Items listed in a dataset

PR #694, opened 2022-11-25
EVO Final Steps

Cyrine-BA:
EVO is now done and ready to be merged into Develop. These are the main additions/changes: 

1- My Palette
Screenshot 2022-11-25 at 1 47 32 PM

* The user is now able to choose a color from a color pie instead of inputting the Hex Code 
* They HAVE TO click on "Save My Palette" for their selection to be saved. If they wish to cancel, they can just close the window
* The "Choose My Palette" tab is initialized with the default colors. So is the dictionary SelfColorVisDict.

2- Changing Color Selection in Modeling/Analysis:
* EVO Should refresh automatically each time they choose another palette or make new selections and click on "Save My Palette". (This was a bug in the Spring)

3- Color Key
Screenshot 2022-11-25 at 1 59 46 PM
* Help > EVO Color Key displays a dropdown asking, "What Color Key do You want to See?"
*  Once the user clicks on one of the options, the color key is shown. 
* For the personalized palette, the color key should update each time there's a change to the selection.


Cyrine-BA:
Closed by mistake !

anishaj149 (changes requested):
Great works guys, I have some feedback:
1. Save my palette button provides no feedback to user that palette has been saved. It bounces, but I feel like there should be a message or indication that the save has been successful 
2. The evo slider changes when the 'my palette' is changed during analysis mode. You can only turn it on and off in this case, versus the %/Time/State slider
3. When I open the help tab to find the color key, the analysis parameter window disappears. It also does not come back when the I exit out of the color key window. 
4. Is it acceptable that the users can make all the colors in the palette the same; in other words is there no logic to palette coloring?

sonorah:
It's so nice to see this project finally come together!!

I agree with points 1,2,4 that Anisha made.
For 3, I think the analysis parameter window goes away because the intention gets unselected. When I close the help window and click back on the intention it works just fine. 

Here are some other observations I have:
1. It'd be nice if you could change the intention text to white when the user picks a dark color (including black, in which case text is illegible). 
2. In the help window, the box colors and the text aren't aligned perfectly. Not a big deal but it'd be nice if it was more symmetrical. 
Screen Shot 2022-11-29 at 2 09 46 PM

3. Think about re-naming the palettes maybe? What makes the original one default? I remember the whole point of this project was making the tool accessible to international audiences, so why differentiate between the more western one from the rest? Maybe name it the Blue-Red Palette? Just a thought.

Cyrine-BA:
Thank you both for the feedback! 

@anishaj149 we will work on points 1 and 2. For 3, I am not sure what the problem is. According to Sonora, I think we're good, right? For your fourth point, I have to say we haven't thought about that, so thanks for bringing it up. The palette would allow users to pick the same color everywhere but we'll make sure to display an error message if that's the case. If you have any other thoughts about this, please let us know!

@sonorah You're so right about the naming. We will change that right now. The alignment is also an easy fix, but for the text color, we already changed it to white when they picked a dark color (it's shown in the screenshot). Or did you mean the text in the model itself?

sonorah:
Yes, I did mean the text in the model itself @Cyrine-BA.

anishaj149:
Just to clarify my point 3: this block disappears when I open the color key

Screen Shot 2022-11-29 at 10 18 48 AM

@sonorah I'm not sure what you mean by clicking on an intention, clicking on an intention in analysis mode doesn't do anything for me. Is the analysis parameter window connected to intentions? I'm noting that this analysis parameter window remains intact when I open the palettes.

After more investigation, it seems that the window does reappear when I add another 'request' and when I click from analysis to modeling and back to analysis.

I'm not sure if this is a problem or not, but I'm having trouble rationalizing why this *should* happen. Can anyone clarify what is going on?

sonorah:
I think I misunderstood your point then, @anishaj149. I did not try what you demonstrated in the picture.

Cyrine-BA:
@sonorah and  @anishaj149, I have made changes per your requests. Would you have a look at it again?

anishaj149 (changes requested):
Thanks for looking at the suggestions!
1. I don't know exactly if it's a problem. So when Evo is on and the slider is on, for example, Time, any intention will have bars of colors right. When I go into my palette and change the palette to e.g. red-green, the bars of color will change to that palette. But when I change the "my palette" to something, the intentions will change into this: 
Screen Shot 2022-12-05 at 8 43 45 PM
but fortunately when the slider is manipulated again everything looks like its still working.

2. The change where no two values can be the same in the "my palette" resulted in the colorblind palette being invalid in the my palette. I don't know how the logic works but maybe if the colorblind palette is a valid palette then maybe the constraints on the palette should be reworked

sonorah:
The changes I suggested look great! Good job!

amgrubb:
@anishaj149 & @sonorah  Can you resubmit your review and approve it...if it is ready.

Cyrine-BA:
@anishaj149 You were right, it was a bug indeed. I fixed it now, could you have another look? Maybe for the last time? =)

amgrubb:
@Cyrine-BA You deleted Blooming.jar again...

anishaj149 (dismissed):
I think all my concerns have been addressed. Good job guys!

amgrubb:
Replaced by #695.
Too many incorrect files committed on branch.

→ Exercise prompt
Find the word "window" in the entries and show each line where it is found.

→ Answer space
* They HAVE TO click on "Save My Palette" for their selection to be saved. If they wish to cancel, they can just close the window
3. When I open the help tab to find the color key, the analysis parameter window disappears. It also does not come back when the I exit out of the color key window. 
For 3, I think the analysis parameter window goes away because the intention gets unselected. When I close the help window and click back on the intention it works just fine. 
2. In the help window, the box colors and the text aren't aligned perfectly. Not a big deal but it'd be nice if it was more symmetrical. 
@sonorah I'm not sure what you mean by clicking on an intention, clicking on an intention in analysis mode doesn't do anything for me. Is the analysis parameter window connected to intentions? I'm noting that this analysis parameter window remains intact when I open the palettes.
After more investigation, it seems that the window does reappear when I add another 'request' and when I click from analysis to modeling and back to analysis.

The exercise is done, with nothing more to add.